Below are the records; copy out every line that holds the word "since".
- - -
PR #1105, opened 2016-07-14
RTS-1005: Fix tests for additional DESCRIBE columns

javajolt:
Adjust the tests to accommodate https://github.com/basho/riak_kv/pull/1438.  The test `ts_simple_http_api_SUITE` also does a `DESCRIBE` but compares the HTTP output to the TTB output so does not require a change.  The other tests just need the extra columns.

Also floating the Erlang client dependencies to `develop` since KV version has now merged with TS version.


paegun:
+1 37a2b6a

PR #1106, opened 2016-07-14
Merge develop-2.2 with riak-ts_develop

javajolt:
Get all the latest and greatest fixes


nickelization:
I suspect this might break some of the yz tests since the batching+draining work is not present in TS, but I talked to Brett and he said yz is not working right now anyway, so apparently that's not an issue. Reading through the rest of the changes, everything looks like it should be reasonably safe to merge. Not sure if any other tests might be broken by this merge, but according to Brett we're not expecting everything to pass at this stage, so I'll go ahead and give this a +1.

nickelization:
:+1: 09e9dea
- - -
Written reply
Also floating the Erlang client dependencies to `develop` since KV version has now merged with TS version.
I suspect this might break some of the yz tests since the batching+draining work is not present in TS, but I talked to Brett and he said yz is not working right now anyway, so apparently that's not an issue. Reading through the rest of the changes, everything looks like it should be reasonably safe to merge. Not sure if any other tests might be broken by this merge, but according to Brett we're not expecting everything to pass at this stage, so I'll go ahead and give this a +1.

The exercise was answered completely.